At first glance, telemedicine sounds like an uninviting name for a healthcare telethon.
However, tech-savvy healthcare providers know telemedicine utilizes telecommunications technology like voice conferencing and streaming media to provide remote and long-distance patient care, medical education and health administration.
Telemedicine is a helpful tool to connect urban providers with rural patients, particularly those who lack reliable transportation, due to its cost-saving attributes and ability to provide efficient care.
Telemedicine delivers preventive care that could potentially save healthcare billions by preventing hospitalizations.
The costs incurred by healthcare providers investing in telemedical equipment and employing additional staff members are a fraction of costs associated with emergency room admissions, intensive care facility visits, home nursing and extended hospitalizations.
St. John’s Mercy Medical Center in St. Louis received half a million dollars in federal grants that will enable the chain to install monitoring devices at home. They’ve targeted patients in the surrounding rural Missouri and Arkansas areas, collecting blood sugar, breathing levels, body weight and physical activity.
Readings are sent to a doctor’s office daily, where doctors can decide to check up on a patient if they spot irregular readings. This allows for less invasive treatment while encouraging the patient to engage directly with his or her personal care provider.
Telemedicine is a highly patient-centered way of bringing health care to rural dwellers. The technology caters to low-wage workers that can’t always afford to leave their homes, as well as freelancers and contract workers.
Web meetings and other online streaming video tools can provide patient care wherever there is an Internet connection. WebEx, GotoMeeting and Skype are all viable solutions, resulting in a low monthly cost for physicians and next-to-nothing for the patient.
Monitoring devices like the type mentioned above are more efficient for older and technologically averse patients. This allows for data to be sent back to monitoring centers almost instantly from a variety of geographical areas.
Mobile imaging and lab specimen collections improve diagnostics. There are lab specimen “kiosks” and mobile imaging centers in rural communities that send data electronically to urban areas where results are analyzed.
It seems mental and behavioral health services are not often thought of as areas that can be helped by technological advances in health care. Naturally, this is an unwarranted misconception.
Mental and behavioral health patients in rural communities can be diagnosed with proper telemedical access. And in the mental health field, a definite diagnosis is sometimes a hot commodity, particularly in remote locations.

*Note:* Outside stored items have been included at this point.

PR #1208, opened 2020-11-01
Add ProQuest integration

vbessonov:
## Description

This PR contains changes required for `ProQuestOPDS2Importer` implemented in [PR # 1520](https://github.com/NYPL-Simplified/circulation/pull/1520).

## Motivation and Context

[SIMPLY-3251](https://jira.nypl.org/browse/SIMPLY-3251)

## Checklist:

### DIFF
--- a/model/configuration.py
+++ b/model/configuration.py
@@ -182,6 +182,7 @@ class ExternalIntegration(Base, HasFullTableCache):
     FEEDBOOKS = DataSourceConstants.FEEDBOOKS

Extending patient-centered care isn’t totally possible without community-building tools. Patient-to-patient video sessions via communities such as PatientsLikeMe.com can connect geographically disparate communities and allow people to help each other without increasing healthcare costs.
There is a disproportionate amount of doctors in urban areas versus rural areas. Telemedicine can connect underprivileged patients with top-notch physicians, providing higher quality care and improving patient health.
It’s no wonder this healthcare technology trend, given its relatively low cost of equipment and labor, is being adopted by healthcare centers across the country.